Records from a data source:
PR #1905, opened 2026-08-03
sha256: smoke-test caller-supplied compression function

real-or-random:
Extended version of #1904. I'd say if we get enough reviews/confidence before the release, let's merge this here. Otherwise, let's stick with the simpler #1904 and leave this here for after the release.

### DIFF
--- a/src/hash_impl.h
+++ b/src/hash_impl.h
@@ -137,6 +137,94 @@ static void secp256k1_sha256_transform(uint32_t *state, const unsigned char *blo
     }
 }
 
+/* Perform a smoke test on a supplied SHA256 compression function. */
+static int secp256k1_sha256_smoke_test(const secp256k1_sha256_compression_function fn_compression) {
+    secp256k1_hash_ctx ctx;
+    secp256k1_sha256 sha_msg, sha_accum;
+    unsigned char out[32];
+    size_t i, j;
+    size_t alignment, offset;
+    unsigned char* msg;
+
+    /* SHA256 works on 64 byte blocks, secp256k1_sha256_write gives as many blocks
+     * at once to compression, so the count is what varies here. A SIMD implementation
+     * typically hashes four or eight at a time, then any left over one by one.
+     * These lengths cover every number from 1 to 9, which includes counts that
+     * divide evenly and counts leaving one, two or three over. */
+    #define LONGEST 576  /* local macro, undef'd below */
+    static const size_t msg_lens[] = {
+        0, 1, 28,               /* Shorter than a block, so padding makes up the rest */
+        55, 56,                 /* Final 0x80 and 8 byte length fit in the last block, and don't */
+        64, 128, 192, 256, 320, /* 1 to 5 blocks */
+        384, 448, 512, LONGEST  /* 6 to 9 blocks */
+    };
+
+    /* Max alignment to test; even AVX512 needs at most 64 byte alignment. */
+    #define MAX_ALIGNMENT 64 /* local macro, undef'd below */
+    /* sizeof(msg) = length of longest message
+     *               + 2 * MAX_ALIGNMENT - 1 for the offset in the initial value of m
+     *               + 2 * MAX_ALIGNMENT - 1 for the offset in the final value of m */
+    unsigned char msg_buf[LONGEST + 2 * (2 * MAX_ALIGNMENT - 1)];
+
+    /* Accumulated digest of every message, hashed with the built-in secp256k1_sha256_transform.
+     * Note: To regenerate set 'ctx.fn_sha256_compression = secp256k1_sha256_transform' below
+     * and print the sha_accum digest. */
+    static const unsigned char accum_expected[32] = {
+        0x1E, 0x2A, 0xD6, 0x29, 0x16, 0x9D, 0x46, 0xF0,
+        0xD2, 0x31, 0x94, 0xF0, 0xBC, 0x8C, 0x4B, 0x87,
+        0x37, 0x68, 0xA0, 0xFB, 0xD2, 0x9E, 0xF6, 0xB9,
+        0x3E, 0x0C, 0xFA, 0xCE, 0xDE, 0x5F, 0xD3, 0x72,
+    };
+    /* The purpose of this VERIFY_CHECK is to make anyone aware that they
+     * should also change the size of msg_buf when changing the length of the
+     * longest message. */
+    VERIFY_CHECK(msg_lens[ARRAY_SIZE(msg_lens) - 1] == 576);
+
+    VERIFY_CHECK(fn_compression != NULL);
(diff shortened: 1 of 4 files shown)


real-or-random:
Differences: 
 - This tests multiple alignments of the message, namely aligned to 64 bytes (but not to 128), aligned to 32 bytes (but not to 64), ...., down to no alignment at all. (Since alignment is always a power of 2, this should be equal to @furszy's first proposal in coverage, but more efficient because we need the loop only log(64)+1=7 times, instead of 64 times).  
 - This skips the test if we know that we're dealing with the internal function (as @furszy's initial proposal). This keeps context creation to ~1.5 us on my machine (instead of ~75 us).
 - A few cleanups suggested by @theStack. (I kept the `hash_ctx_init` call because it's in principle correct. A hash context may have more stuff to init in the future. Anyway, the compiler will figure out the dead store and optimize it away.)
 - Renamed the function to `smoke_test` (`equiv` isn't a great any longer since it doesn't run the built-in anymore).
 - Adjust the commit message.

theStack (approved):
ACK c1c6365d99dea5d6e68f4bd71136424c7e5e5223

Being thorough with alignment checks seems the right approach, even though it adds quite a bit of complexity to the code (it LGTM, but it's very easy to get something wrong there or overlook something as reviewer).

The following Copilot suggestions seem to make sense to tackle:
* https://github.com/bitcoin-core/secp256k1/pull/1905#discussion_r3704028895
* https://github.com/bitcoin-core/secp256k1/pull/1905#discussion_r3704028987

src/hash_impl.h
```diff
@@ -137,6 +137,94 @@ static void secp256k1_sha256_transform(uint32_t *state, const unsigned char *blo
...
+    size_t i, j;
+    size_t alignment, offset;
+    unsigned char* msg;
+
+    /* SHA256 works on 64 byte blocks, secp256k1_sha256_write gives as many blocks
+     * at once to compression, so the count is what varies here. A SIMD implementation
+     * typically hashes four or eight at a time, then any left over one by one.
+     * These lengths cover every number from 1 to 9, which includes counts that
+     * divide evenly and counts leaving one, two or three over. */
+    #define LONGEST 576  /* local macro, undef'd below */
```
theStack, line 154: nit: an alternative here and for `MAX_ALIGNMENT` below would be
```suggestion
    enum { LONGEST = 576 };
```
for not having to `#undef` below, leading to a smaller patch; but not sure if that's strictly better or if we even have a preference in the project (we seem to use both)

src/hash_impl.h
```diff
@@ -137,6 +137,94 @@ static void secp256k1_sha256_transform(uint32_t *state, const unsigned char *blo
...
+     * longest message. */
+    VERIFY_CHECK(msg_lens[ARRAY_SIZE(msg_lens) - 1] == 576);
+
+    VERIFY_CHECK(fn_compression != NULL);
+    secp256k1_hash_ctx_init(&ctx);
+    ctx.fn_sha256_compression = fn_compression;
+    secp256k1_sha256_initialize(&sha_accum);
+
+    /* Make msg a pointer into msg_buf aligned to 2 * MAX_ALIGNMENT boundary. */
+    offset = ((2 * MAX_ALIGNMENT) - ((uintptr_t)msg_buf % (2 * MAX_ALIGNMENT))) % (2 * MAX_ALIGNMENT);
```
theStack, line 189: nit-like (?): `uintptr_t` does not seem to be part of C89; it was introduced in C99 and is optional even there. Not sure how strict we want to be about this level of portability, though, given that we already rely on `stdint.h` being available.

furszy (commented):
Simple coverage for the introduced changes:

```patch
diff --git a/src/tests.c b/src/tests.c
--- a/src/tests.c
+++ b/src/tests.c
@@ -517,12 +517,28 @@
     s[0] ^= 1;
 }
 
+/* Wrong when input is 64-byte aligned, like a broken SIMD fast path. */
+static void sha256_transform_aligned_fail(uint32_t *s, const unsigned char *chunk, size_t blocks) {
+    int aligned = ((uintptr_t)chunk % 64) == 0;
+    secp256k1_sha256_transform(s, chunk, blocks);
+    if (aligned) s[0] ^= 1;
+}
+
+/* Wrong on any unaligned input. */
+static void sha256_transform_unaligned_fail(uint32_t *s, const unsigned char *chunk, size_t blocks) {
+    int aligned = ((uintptr_t)chunk % 64) == 0;
+    secp256k1_sha256_transform(s, chunk, blocks);
+    if (!aligned) s[0] ^= 1;
+}
+
 static void run_sha256_compression_smoke_test_tests(void) {
     CHECK(secp256k1_sha256_smoke_test(sha256_transform_noadvance) == 0);
     CHECK(secp256k1_sha256_smoke_test(sha256_transform_short) == 0);
     CHECK(secp256k1_sha256_smoke_test(sha256_transform_ivreset) == 0);
     CHECK(secp256k1_sha256_smoke_test(sha256_transform_batch4) == 0);
     CHECK(secp256k1_sha256_smoke_test(sha256_transform_corrupt) == 0);
+    CHECK(secp256k1_sha256_smoke_test(sha256_transform_aligned_fail) == 0);
+    CHECK(secp256k1_sha256_smoke_test(sha256_transform_unaligned_fail) == 0);
     CHECK(secp256k1_sha256_smoke_test(good_sha256_compression) == 1);
 }
 

```

src/hash_impl.h
real-or-random: Hm, yes. Almost all architectures have an `uintptr_t`, but some don't.

The reason not to provide one is that there is no integer type large enough to hold a pointer value so that it can be converted back without loss. We don't need to conversion back, but we still can't just cast to any unsigned integer type because C99 says: If the result cannot be represented in the integer type, the behavior is undefined. 

We could ignore the problem and simply require `uintptr_t`. We could wrap the `offset` calculation into a preprocessor check that checks for the presence of the type (`#ifdef UINTPTR_MAX`) and fall back if it's not present (e.g., simply set `offset = 0`, effectively not doing alignment checks) for these rare architectures. 

[1] ~CHERI archs can't provide it it according to https://www.ralfj.de/blog/2022/04/11/provenance-exposed.html.~ edit: I was wrong here. [CHERI-C](https://www.cl.cam.ac.uk/techreports/UCAM-CL-TR-947.pdf) has it, and it's 64 bits long. According to https://www.open-std.org/JTC1/SC22/WG14/www/docs/n2873.htm, there are at least two other architectures, but they're not mentioned explicitly in the document.

src/hash_impl.h
real-or-random: I tend to think that `enum` is better in this case. I always forget that it's a compile-time constant that can be used in array sizes.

__PROBLEM REQUIREMENTS__
Lines from the top of the data above through the line with "initial value of m", both ends included: copy them exactly, nothing more.

__RESULT FOR THIS EXERCISE__
PR #1905, opened 2026-08-03
sha256: smoke-test caller-supplied compression function

real-or-random:
Extended version of #1904. I'd say if we get enough reviews/confidence before the release, let's merge this here. Otherwise, let's stick with the simpler #1904 and leave this here for after the release.

### DIFF
--- a/src/hash_impl.h
+++ b/src/hash_impl.h
@@ -137,6 +137,94 @@ static void secp256k1_sha256_transform(uint32_t *state, const unsigned char *blo
     }
 }
 
+/* Perform a smoke test on a supplied SHA256 compression function. */
+static int secp256k1_sha256_smoke_test(const secp256k1_sha256_compression_function fn_compression) {
+    secp256k1_hash_ctx ctx;
+    secp256k1_sha256 sha_msg, sha_accum;
+    unsigned char out[32];
+    size_t i, j;
+    size_t alignment, offset;
+    unsigned char* msg;
+
+    /* SHA256 works on 64 byte blocks, secp256k1_sha256_write gives as many blocks
+     * at once to compression, so the count is what varies here. A SIMD implementation
+     * typically hashes four or eight at a time, then any left over one by one.
+     * These lengths cover every number from 1 to 9, which includes counts that
+     * divide evenly and counts leaving one, two or three over. */
+    #define LONGEST 576  /* local macro, undef'd below */
+    static const size_t msg_lens[] = {
+        0, 1, 28,               /* Shorter than a block, so padding makes up the rest */
+        55, 56,                 /* Final 0x80 and 8 byte length fit in the last block, and don't */
+        64, 128, 192, 256, 320, /* 1 to 5 blocks */
+        384, 448, 512, LONGEST  /* 6 to 9 blocks */
+    };
+
+    /* Max alignment to test; even AVX512 needs at most 64 byte alignment. */
+    #define MAX_ALIGNMENT 64 /* local macro, undef'd below */
+    /* sizeof(msg) = length of longest message
+     *               + 2 * MAX_ALIGNMENT - 1 for the offset in the initial value of m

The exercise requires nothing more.